[Raw data]:

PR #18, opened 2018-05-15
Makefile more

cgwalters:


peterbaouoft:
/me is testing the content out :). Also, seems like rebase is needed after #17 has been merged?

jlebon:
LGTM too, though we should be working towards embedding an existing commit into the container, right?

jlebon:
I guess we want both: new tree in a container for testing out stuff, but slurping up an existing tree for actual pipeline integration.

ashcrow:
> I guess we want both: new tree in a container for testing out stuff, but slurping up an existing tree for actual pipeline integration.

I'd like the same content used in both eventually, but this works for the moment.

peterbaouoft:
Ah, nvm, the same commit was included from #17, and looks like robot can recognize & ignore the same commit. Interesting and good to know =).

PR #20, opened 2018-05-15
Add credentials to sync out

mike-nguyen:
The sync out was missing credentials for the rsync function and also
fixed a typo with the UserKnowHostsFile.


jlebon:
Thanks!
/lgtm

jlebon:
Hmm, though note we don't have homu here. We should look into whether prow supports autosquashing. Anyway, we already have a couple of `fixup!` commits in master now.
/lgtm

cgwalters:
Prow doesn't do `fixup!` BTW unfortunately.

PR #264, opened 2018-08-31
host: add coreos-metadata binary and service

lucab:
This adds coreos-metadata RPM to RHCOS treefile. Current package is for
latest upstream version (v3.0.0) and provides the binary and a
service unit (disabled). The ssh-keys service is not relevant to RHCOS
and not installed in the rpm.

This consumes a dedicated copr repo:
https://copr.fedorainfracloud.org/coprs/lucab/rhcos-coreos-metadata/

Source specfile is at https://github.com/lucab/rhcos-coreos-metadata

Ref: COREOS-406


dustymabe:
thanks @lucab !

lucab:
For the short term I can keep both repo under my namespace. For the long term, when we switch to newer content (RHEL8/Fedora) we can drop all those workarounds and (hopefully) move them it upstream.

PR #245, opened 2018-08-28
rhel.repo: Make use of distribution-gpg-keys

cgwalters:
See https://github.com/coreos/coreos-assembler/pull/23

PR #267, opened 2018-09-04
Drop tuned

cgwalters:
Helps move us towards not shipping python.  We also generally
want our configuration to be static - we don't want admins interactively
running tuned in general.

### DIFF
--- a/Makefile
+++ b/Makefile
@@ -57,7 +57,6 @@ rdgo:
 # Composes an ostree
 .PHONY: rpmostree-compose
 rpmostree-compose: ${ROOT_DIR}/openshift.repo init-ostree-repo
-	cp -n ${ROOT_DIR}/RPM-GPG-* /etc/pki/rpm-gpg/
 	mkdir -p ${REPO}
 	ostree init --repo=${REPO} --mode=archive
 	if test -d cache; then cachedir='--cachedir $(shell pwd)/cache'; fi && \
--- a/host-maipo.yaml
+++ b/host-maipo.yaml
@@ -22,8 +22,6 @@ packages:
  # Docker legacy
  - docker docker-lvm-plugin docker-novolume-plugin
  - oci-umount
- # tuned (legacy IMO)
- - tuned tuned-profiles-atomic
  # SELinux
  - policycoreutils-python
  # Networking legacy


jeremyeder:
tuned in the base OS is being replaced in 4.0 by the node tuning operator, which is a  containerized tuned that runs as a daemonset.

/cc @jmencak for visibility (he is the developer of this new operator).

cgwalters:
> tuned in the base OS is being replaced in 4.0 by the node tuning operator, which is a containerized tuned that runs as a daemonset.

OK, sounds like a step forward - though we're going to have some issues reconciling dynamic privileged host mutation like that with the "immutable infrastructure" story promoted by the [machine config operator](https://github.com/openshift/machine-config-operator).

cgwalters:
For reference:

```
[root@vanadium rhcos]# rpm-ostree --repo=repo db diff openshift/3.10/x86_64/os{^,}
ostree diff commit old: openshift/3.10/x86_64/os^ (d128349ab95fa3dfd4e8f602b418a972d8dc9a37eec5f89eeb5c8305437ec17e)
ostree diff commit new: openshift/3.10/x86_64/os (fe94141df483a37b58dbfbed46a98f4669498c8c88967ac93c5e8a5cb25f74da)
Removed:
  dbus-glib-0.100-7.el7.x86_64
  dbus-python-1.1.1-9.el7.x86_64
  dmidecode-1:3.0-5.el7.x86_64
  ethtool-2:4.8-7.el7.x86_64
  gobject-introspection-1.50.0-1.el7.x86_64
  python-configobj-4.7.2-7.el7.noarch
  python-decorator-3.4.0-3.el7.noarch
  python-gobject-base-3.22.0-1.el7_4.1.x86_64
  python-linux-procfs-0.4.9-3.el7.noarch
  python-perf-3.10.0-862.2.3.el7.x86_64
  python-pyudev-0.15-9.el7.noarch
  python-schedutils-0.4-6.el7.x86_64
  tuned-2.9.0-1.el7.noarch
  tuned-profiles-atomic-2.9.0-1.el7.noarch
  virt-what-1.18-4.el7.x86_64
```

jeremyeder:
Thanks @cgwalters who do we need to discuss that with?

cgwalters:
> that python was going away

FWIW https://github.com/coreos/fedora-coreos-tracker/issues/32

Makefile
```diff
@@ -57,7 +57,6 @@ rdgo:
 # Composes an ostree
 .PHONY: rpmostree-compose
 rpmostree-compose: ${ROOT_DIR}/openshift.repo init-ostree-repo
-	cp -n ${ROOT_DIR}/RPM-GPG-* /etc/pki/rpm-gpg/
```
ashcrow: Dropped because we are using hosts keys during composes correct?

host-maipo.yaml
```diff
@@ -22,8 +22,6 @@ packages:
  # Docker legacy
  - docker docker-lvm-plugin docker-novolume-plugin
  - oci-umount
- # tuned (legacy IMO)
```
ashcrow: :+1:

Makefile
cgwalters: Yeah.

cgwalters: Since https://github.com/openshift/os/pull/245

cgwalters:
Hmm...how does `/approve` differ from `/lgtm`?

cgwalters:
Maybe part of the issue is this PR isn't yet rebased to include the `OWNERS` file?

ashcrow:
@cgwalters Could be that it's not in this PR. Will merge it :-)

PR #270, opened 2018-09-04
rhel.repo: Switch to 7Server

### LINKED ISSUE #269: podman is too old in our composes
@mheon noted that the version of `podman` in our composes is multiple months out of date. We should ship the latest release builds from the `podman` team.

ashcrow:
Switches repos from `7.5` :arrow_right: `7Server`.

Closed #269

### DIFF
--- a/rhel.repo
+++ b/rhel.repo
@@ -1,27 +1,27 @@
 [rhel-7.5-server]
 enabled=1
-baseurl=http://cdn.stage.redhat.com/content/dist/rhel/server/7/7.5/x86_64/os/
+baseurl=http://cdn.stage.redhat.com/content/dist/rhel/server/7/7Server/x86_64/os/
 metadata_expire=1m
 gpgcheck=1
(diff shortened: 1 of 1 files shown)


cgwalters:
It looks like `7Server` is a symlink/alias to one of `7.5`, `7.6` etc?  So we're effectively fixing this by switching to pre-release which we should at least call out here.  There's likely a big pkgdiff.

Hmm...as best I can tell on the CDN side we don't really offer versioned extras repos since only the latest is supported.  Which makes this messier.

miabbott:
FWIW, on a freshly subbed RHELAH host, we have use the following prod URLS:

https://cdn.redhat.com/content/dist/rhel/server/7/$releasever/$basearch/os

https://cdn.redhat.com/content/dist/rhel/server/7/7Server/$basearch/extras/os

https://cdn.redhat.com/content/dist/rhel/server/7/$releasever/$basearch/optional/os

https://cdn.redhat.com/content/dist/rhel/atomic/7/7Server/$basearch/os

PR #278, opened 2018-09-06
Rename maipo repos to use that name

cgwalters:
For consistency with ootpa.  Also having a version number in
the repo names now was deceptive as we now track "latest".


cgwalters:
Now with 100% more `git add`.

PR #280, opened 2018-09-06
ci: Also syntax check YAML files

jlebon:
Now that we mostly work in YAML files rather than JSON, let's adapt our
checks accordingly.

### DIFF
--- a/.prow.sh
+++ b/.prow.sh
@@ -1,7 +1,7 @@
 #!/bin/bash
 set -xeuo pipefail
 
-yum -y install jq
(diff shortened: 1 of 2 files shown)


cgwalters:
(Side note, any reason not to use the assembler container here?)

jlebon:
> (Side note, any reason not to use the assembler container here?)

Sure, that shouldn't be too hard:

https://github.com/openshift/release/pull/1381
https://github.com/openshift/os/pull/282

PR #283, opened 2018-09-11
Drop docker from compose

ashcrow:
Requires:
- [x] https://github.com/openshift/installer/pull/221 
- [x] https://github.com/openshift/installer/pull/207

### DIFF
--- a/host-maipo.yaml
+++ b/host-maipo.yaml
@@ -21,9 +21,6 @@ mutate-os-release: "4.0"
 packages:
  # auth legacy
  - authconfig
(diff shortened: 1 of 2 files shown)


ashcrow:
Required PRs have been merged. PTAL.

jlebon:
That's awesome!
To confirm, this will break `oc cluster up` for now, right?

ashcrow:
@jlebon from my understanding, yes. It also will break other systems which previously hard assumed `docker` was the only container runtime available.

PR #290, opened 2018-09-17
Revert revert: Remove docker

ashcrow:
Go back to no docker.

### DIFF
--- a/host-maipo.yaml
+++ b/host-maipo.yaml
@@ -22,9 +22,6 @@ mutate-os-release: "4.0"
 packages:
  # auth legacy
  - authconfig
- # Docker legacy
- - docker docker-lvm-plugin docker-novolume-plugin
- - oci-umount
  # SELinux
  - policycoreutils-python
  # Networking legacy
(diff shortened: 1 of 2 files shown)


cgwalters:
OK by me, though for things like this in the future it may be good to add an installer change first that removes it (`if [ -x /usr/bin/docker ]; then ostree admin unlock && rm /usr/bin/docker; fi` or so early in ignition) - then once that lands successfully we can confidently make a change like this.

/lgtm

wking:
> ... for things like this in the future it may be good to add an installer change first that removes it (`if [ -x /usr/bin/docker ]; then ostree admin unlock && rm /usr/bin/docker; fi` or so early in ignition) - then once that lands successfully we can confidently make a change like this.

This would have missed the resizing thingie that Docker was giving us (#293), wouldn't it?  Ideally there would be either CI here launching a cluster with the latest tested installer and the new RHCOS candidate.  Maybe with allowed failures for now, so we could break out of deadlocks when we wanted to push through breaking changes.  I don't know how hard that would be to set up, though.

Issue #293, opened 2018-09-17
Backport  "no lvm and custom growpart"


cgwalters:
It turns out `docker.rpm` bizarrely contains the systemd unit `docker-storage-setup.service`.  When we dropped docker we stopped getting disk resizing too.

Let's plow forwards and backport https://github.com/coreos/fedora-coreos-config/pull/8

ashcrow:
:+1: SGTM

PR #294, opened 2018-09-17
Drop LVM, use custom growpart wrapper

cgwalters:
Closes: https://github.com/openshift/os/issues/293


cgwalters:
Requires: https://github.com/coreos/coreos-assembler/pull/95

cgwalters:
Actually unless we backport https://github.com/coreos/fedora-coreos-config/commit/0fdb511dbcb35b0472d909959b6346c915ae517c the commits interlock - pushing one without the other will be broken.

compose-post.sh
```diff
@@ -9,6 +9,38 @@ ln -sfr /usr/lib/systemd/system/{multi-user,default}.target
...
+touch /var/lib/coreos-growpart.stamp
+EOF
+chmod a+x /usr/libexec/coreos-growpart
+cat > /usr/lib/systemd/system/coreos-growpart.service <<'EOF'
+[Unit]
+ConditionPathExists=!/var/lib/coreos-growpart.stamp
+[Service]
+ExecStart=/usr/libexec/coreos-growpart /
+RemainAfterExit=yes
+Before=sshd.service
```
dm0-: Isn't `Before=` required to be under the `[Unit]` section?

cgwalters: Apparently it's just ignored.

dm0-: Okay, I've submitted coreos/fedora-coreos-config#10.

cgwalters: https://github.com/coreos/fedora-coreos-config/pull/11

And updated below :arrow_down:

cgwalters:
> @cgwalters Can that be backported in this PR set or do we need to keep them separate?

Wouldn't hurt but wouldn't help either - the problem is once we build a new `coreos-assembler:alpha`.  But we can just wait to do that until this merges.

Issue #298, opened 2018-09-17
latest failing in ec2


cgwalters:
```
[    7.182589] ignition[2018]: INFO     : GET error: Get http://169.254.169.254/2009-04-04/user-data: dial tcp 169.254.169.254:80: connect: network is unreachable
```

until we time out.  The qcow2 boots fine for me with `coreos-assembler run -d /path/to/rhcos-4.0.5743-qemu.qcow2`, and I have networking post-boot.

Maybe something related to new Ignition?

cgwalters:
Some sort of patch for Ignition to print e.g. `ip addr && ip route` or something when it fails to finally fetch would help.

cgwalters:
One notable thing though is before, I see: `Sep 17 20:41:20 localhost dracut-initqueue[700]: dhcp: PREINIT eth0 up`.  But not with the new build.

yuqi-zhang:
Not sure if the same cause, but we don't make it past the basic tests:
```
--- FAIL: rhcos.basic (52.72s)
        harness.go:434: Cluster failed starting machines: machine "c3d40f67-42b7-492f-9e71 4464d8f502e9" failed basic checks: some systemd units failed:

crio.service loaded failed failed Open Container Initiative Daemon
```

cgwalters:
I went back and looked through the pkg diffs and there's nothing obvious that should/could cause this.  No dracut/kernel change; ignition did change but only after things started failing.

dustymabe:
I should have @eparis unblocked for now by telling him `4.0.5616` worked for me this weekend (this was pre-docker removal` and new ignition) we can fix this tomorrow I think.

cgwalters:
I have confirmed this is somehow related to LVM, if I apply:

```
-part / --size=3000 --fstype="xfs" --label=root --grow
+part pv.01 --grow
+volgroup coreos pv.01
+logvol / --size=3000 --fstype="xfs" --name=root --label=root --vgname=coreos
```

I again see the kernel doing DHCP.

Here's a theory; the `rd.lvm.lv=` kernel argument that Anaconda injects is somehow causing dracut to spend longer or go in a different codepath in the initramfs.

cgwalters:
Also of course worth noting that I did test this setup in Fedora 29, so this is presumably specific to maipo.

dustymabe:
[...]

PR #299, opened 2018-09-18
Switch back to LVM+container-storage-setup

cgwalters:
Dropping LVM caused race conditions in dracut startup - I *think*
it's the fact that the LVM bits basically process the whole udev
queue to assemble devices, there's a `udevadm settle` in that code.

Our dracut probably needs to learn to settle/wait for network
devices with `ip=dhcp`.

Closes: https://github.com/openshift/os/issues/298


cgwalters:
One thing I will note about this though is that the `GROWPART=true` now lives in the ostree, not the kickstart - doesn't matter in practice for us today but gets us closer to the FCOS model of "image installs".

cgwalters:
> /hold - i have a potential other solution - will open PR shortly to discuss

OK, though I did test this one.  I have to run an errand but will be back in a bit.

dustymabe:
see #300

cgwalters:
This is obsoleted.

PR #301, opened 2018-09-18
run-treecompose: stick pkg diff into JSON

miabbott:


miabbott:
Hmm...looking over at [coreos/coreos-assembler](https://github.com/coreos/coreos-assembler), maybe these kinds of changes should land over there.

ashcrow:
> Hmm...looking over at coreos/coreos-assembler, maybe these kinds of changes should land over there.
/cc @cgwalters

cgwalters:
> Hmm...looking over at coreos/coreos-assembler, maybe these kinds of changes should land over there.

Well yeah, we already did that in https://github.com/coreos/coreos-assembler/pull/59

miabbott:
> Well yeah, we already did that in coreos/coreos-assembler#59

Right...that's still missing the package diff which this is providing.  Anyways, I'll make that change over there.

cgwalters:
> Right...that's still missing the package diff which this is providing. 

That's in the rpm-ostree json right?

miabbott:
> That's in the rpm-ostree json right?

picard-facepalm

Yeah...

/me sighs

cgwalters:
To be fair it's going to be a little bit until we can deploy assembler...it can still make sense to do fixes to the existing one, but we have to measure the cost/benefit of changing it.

--

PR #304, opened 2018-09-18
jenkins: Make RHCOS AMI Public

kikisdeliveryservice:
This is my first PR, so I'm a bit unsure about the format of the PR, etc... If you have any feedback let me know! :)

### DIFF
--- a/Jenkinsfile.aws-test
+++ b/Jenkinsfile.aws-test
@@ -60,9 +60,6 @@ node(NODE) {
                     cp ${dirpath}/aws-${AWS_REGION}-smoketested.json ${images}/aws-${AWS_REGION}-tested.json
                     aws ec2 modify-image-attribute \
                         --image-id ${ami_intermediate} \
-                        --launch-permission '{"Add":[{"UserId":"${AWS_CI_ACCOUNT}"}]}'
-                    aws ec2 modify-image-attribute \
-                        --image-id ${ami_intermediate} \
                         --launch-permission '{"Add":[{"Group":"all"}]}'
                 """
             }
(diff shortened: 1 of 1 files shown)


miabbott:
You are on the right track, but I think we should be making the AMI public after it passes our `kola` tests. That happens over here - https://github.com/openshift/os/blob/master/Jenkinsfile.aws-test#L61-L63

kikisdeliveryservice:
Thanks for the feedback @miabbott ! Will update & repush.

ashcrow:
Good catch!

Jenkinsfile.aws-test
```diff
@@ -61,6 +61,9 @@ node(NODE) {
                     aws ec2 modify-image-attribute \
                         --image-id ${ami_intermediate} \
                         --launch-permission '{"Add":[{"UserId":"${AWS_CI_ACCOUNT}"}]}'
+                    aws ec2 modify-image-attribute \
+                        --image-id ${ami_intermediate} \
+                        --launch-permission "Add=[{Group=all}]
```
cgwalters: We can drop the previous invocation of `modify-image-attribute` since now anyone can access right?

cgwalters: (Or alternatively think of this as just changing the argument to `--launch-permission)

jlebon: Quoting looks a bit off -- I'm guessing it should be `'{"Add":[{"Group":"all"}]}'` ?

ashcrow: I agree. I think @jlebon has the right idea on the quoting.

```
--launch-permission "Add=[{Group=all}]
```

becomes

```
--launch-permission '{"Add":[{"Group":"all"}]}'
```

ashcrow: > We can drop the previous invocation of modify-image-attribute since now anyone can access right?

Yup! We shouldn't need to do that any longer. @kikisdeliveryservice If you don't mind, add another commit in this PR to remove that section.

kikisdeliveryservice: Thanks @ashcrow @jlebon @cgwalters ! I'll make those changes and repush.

[Problem]: Check every line above for the string "failing" and copy those that have it.

[Output below]:
latest failing in ec2
I went back and looked through the pkg diffs and there's nothing obvious that should/could cause this.  No dracut/kernel change; ignition did change but only after things started failing.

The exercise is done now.